Solder paste viscosity refers to the thickness or resistance to flow of the paste. It is important because it affects how easily the molten solder can flow and spread during reflow. If the viscosity is too low, the solder may flow too readily and escape from the intended joint. If it’s too high, the solder may not flow properly and result in poor joint formation. Selecting the appropriate viscosity for the application is crucial for preventing solder escape and ensuring good joint quality.

2. How can I determine the optimal reflow profile for my solder paste and PCB?
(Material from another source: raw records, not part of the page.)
PR #486, opened 2014-02-12
[[ Bug 11783 ]] Only use ideal font layout on Windows when fullscreen

livecodeian:


livecodemichael:
Merged into release-6.5.3.

PR #1723, opened 2015-01-27
libscript: Silence "Loading builtin module" message.

peter-b:
Now that builtin modules are working quite well, the messages are more
noisy than useful.


livecodefraser:
I have very thoroughly reviewed your 2 line code-removal patch.

PR #1727, opened 2015-01-28
[CVE-2015-0235] Only use gethostbyname(3) if inet_aton(3) failed. (7.0)

peter-b:
Protects against exploitable buffer overflow in glibc's gethostbyname(3).

http://www.openwall.com/lists/oss-security/2015/01/27/9


livecodefraser:
Fixes the CVE issue but we should investigate why we aren't just using getaddrinfo instead.

PR #1741, opened 2015-01-28
Fix project files

livecodefraser:


engine/Android.mk
```diff
@@ -2,7 +2,7 @@ LOCAL_PATH := $(call my-dir)
 
 include $(CLEAR_VARS)
 
-DERIVED_SRC = ../_cache/mac/Debug/kernel.build/DerivedSources
+DERIVED_SRC = ../_cache/mac/Release/kernel.build/DerivedSources
```
peter-b, line 5: This change doesn't look very relevant...?

livecodefraser, line 5: Well, some of the Android makefiles referenced the Release sources and some the Debug...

To determine the optimal reflow profile, start by consulting the solder paste manufacturer’s recommended profile. This will provide a baseline for the key parameters such as peak temperature, time above liquidus (TAL), ramp rates, and soak times. Next, consider your specific PCB design, component types, and thermal mass. Conduct reflow profile trials and analyze the results, looking for signs of solder escape, poor wetting, or other defects. Fine-tune the profile parameters until you achieve the desired joint quality and reliability. It’s also important to regularly monitor and verify the reflow profile to ensure consistency.

3. What are solder mask dams, and how do they help prevent solder escape?

Solder mask dams are raised features of solder mask material placed aRound PCB pads. They act as barriers to contain the molten solder and prevent it from flowing away along the traces. By effectively creating a “dam” around the pad, solder mask dams help maintain the solder volume at the intended joint and minimize the risk of solder escape. When designing PCBs, it’s important to include appropriate solder mask dams, especially for fine pitch components or areas prone to solder escape.

4. Can solder escape be detected by visual inspection?

In many cases, solder escape can be detected by visual inspection of the reflowed assembly. Escaped solder often appears as thin, elongated filaments extending from the joint along the component lead or PCB trace. However, visual inspection may not always be sufficient, particularly for hidden or obscured joints such as those under BGA packages. In these cases, automated optical inspection (AOI) or X-ray inspection may be necessary to detect solder escape and verify joint quality.

5. How can process monitoring and control help prevent solder escape?

Process monitoring and control play a vital role in preventing solder escape and ensuring consistent assembly quality. By continuously monitoring key process parameters such as solder paste application, component placement accuracy, and reflow temperature profiles, potential issues can be identified and corrected before they lead to defects like solder escape. Implementing statistical process control (SPC) techniques, setting appropriate control limits, and regularly analyzing process data helps maintain the process within acceptable ranges and minimize the risk of solder escape. Additionally, regular equipment maintenance, calibration, and operator training contribute to a robust and stable assembly process.

Conclusion

Solder escape is a common challenge in electronic assembly that can lead to poor joint quality, reduced reliability, and costly rework. By understanding the causes of solder escape and implementing best practices for prevention, manufacturers can significantly reduce the occurrence of this defect.

Key strategies for avoiding solder escape include optimizing solder paste application, controlling the reflow profile, ensuring proper wetting, and designing PCBs with appropriate pad geometry and solder mask dams. Regular process monitoring, inspection, and continuous improvement are also essential for maintaining consistent assembly quality.

By following these tips and tricks, electronics manufacturers can minimize solder escape issues, improve first-pass yield, and produce high-quality, reliable products. As with any complex manufacturing process, it’s important to stay informed about the latest industry guidelines, materials, and technologies to stay ahead of the curve in preventing solder escape and other assembly defects.